An Evening with Renée Fleming
September 12, 2018
Tickets on sale June 4th
The Mobile Symphony’s 2018-19 season features the best of classical music. Our gala opening concert with Renée Fleming will be the must-see event of the Gulf Coast’s arts season. Ms. Fleming is a rare star who crosses all barriers to draw fans of classical and pop music. Known as the “people’s diva,” she is one of the most beloved and acclaimed sopranos of all time. Her captivating concerts range from classical arias to songs from the American musical theater. She is the first classical star to perform in the world’s greatest concert halls AND sing the National Anthem at the Super Bowl.

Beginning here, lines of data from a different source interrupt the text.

PR #1226, opened 2026-07-06
Add filterTree to Data.Tree

tchoutri:
@meooow25 Hi, I'd like to upstream a filter function we have at work for Trees. Happy to include a property test if you have something that you'd like tested specifically.

### DIFF
--- a/containers/src/Data/Tree.hs
+++ b/containers/src/Data/Tree.hs
@@ -43,6 +43,7 @@ module Data.Tree(
     -- * Elimination
     , foldTree
     , flatten
+    , filterTree
     , levels
     , leaves
     , edges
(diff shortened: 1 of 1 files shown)


meooow25:
Hi, thanks for the PR. However there are multiple possible implementations for a "filterTree". As an example, a different "treefilter" was proposed in #39. Hoogle shows yet another possible implementation used in hedgehog [here](https://hackage-content.haskell.org/package/hedgehog-1.7/docs/Hedgehog-Internal-Tree.html#v:filter). So I am not convinced that this one is particular deserves to be included in Data.Tree.

tchoutri:
@meooow25 yeah of course, you should benchmark the possible implementations, I just had to write one for work and I thought I'd upstream it, since there wasn't one available in Data.Tree. :)

meooow25:
I don't mean that these implementation differ in efficiency (which is also something to consider, of course), but that they have different behaviors.

PR #544, opened 2017-09-28
WorkloadEndpoint name construction helper

robbrockbank:
This will be useful for the CNI plugin integration and other integrations in the future.

This contains methods to construct the WEP name from a set of Identifiers, and to compare a WEP name against the set of identifiers (which will be required if you are doing a prefix list).

### DIFF
--- a/lib/names/workloadendpoint.go
+++ b/lib/names/workloadendpoint.go
@@ -1,0 +1,224 @@
+// Copyright (c) 2017 Tigera, Inc. All rights reserved.
+
+// Licensed under the Apache License, Version 2.0 (the "License");
+// you may not use this file except in compliance with the License.
+// You may obtain a copy of the License at
+//
+//     http://www.apache.org/licenses/LICENSE-2.0
+//
+// Unless required by applicable law or agreed to in writing, software
+// distributed under the License is distributed on an "AS IS" BASIS,
+// WITHOUT WARRANTIES OR CONDITIONS OF ANY KIND, either express or implied.
+// See the License for the specific language governing permissions and
+// limitations under the License.
+
+package names
+
+import (
+	"strings"
+
+	cerrors "github.com/projectcalico/libcalico-go/lib/errors"
+)
+
+// WorkloadEndpointIdentifiers is a collection of identifiers that are used to uniquely
+// identify a WorkloadEndpoint resource.  Since a resource is identified by a single
+// name field, Calico requires the name to be constructed in a very specific format.
+// The format is dependent on the Orchestrator type:
+// -  k8s:  <node>-k8s-<pod>-<endpoint>
+// -  cni:  <node>-cni-<containerID>-<endpoint>
+// -  libnetwork:  <node>-libnetwork-libnetwork-<endpoint>
+// -  (other):  <node>-<orchestrator>-<workload>-<endpoint>
+//
+// Each parameter cannot start or end with a dash (-), and dashes within the parameter
+// will be escaped to a double-dash (--) in the constructed name.
+//
+// List queries allow for prefix lists (for non-KDD), the client should verify that
+// then items returned in the list match the supplied identifiers using the
+// NameMatches() method.  This is necessary because a prefix match may return endpoints
+// that do not exactly match the required identifiers.  For example , suppose you are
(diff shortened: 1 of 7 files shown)


lib/names/workloadendpoint_test.go
```diff
@@ -0,0 +1,200 @@
...
+package names_test
+
+import (
+	. "github.com/onsi/ginkgo/extensions/table"
+	. "github.com/onsi/gomega"
+	cerrors "github.com/projectcalico/libcalico-go/lib/errors"
+	"github.com/projectcalico/libcalico-go/lib/names"
+)
+
+func init() {
```
gunjan5: why is this test in an `init()` function?

lib/names/workloadendpoint_test.go
```diff
@@ -0,0 +1,200 @@
...
+	DescribeTable("WorkloadEndpoint name construction, fully qualified names",
+		func(ids names.WorkloadEndpointIdentifiers, name string, erroredField string) {
```
gunjan5: nit: for table driven test, it's nice to have expected output variables named something like `expectedName` so it's easy to understand when someone is reading the test

lib/names/workloadendpoint.go
```diff
@@ -0,0 +1,217 @@
...
+
+	// Node and Orchestrator are *always* required.
+	if len(node.value) == 0 {
+		return nil, cerrors.ErrorValidation{
+			ErroredFields: []cerrors.ErroredField{
+				{Name: node.field, Reason: "field should be assigned"},
+			},
+		}
+	}
+	if len(orch.value) == 0 {
```
gunjan5: shouldn't we also be making sure that the `endpoint` is specified since that's also required for all the orchestrators?

lib/names/workloadendpoint_test.go
```diff
@@ -0,0 +1,200 @@
...
+			Node:         "node-1",
+			Orchestrator: "k8s",
+			Pod:          "pod-name",
+			Endpoint:     "eth0",
+		}, "node--1-k8s-pod--name-eth", false, ""),
+		Entry("CNI endpoint missing container ID and matching name", names.WorkloadEndpointIdentifiers{
+			Node:         "node-1",
+			Orchestrator: "cni",
+			Endpoint:     "eth0",
+		}, "node--1-cni-orchestratorid-eth0", true, ""),
```
gunjan5: not sure I understand where this `orchestratorid` string comes from? How is that being placed in place of `ContainerID`?

lib/names/workloadendpoint.go
robbrockbank: nope - it's the last part in the name construction, so for prefixes it won't be specified.  For non-prefixes it'll be caught when we construct the name from the segments, because that does a final validation of all parts.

One of the most beloved and celebrated singers of our time, soprano Renée Fleming captivates audiences with her sumptuous voice, consummate artistry, and compelling stage presence. At a White House ceremony in 2013, President Obama awarded her the National Medal of Arts, America’s highest honor for an individual artist.
Winner of the 2013 Grammy Award for Best Classical Vocal Solo, she brought her voice to a vast new audience in 2014, as the first classical artist ever to sing “The Star-Spangled Banner” at the Super Bowl. As a musical statesman, Renée has been sought after on numerous distinguished occasions, from the 2006 Nobel Peace Prize ceremony to performances in Beijing during the 2008 Olympic Games. In 2014, she sang in the televised concert at the Brandenburg Gate to commemorate the 25th anniversary of the fall of the Berlin Wall. In 2012, in an historic first, she sang on the balcony of Buckingham Palace in the Diamond Jubilee Concert for HM Queen Elizabeth II.
Renée Fleming is a champion of new music and has performed works by a wide range of contemporary composers, including recent compositions by André Previn, Caroline Shaw, Kevin Puts, Anders Hillborg, Henri Dutilleux, Brad Mehldau, and Wayne Shorter. Among her numerous awards are Germany’s Cross of the Order of Merit (2015); the Fulbright Lifetime Achievement Medal (2011); Sweden’s Polar Prize (2008); the Chevalier de la Légion d’Honneur from the French government (2005); Honorary Membership in the Royal Academy of Music (2003); and honorary doctorates from Harvard University, the University of Pennsylvania, Duke University (2015), Carnegie Mellon University (2012), the Eastman School of Music (2011) and The Juilliard School (2003), where she was also commencement speaker.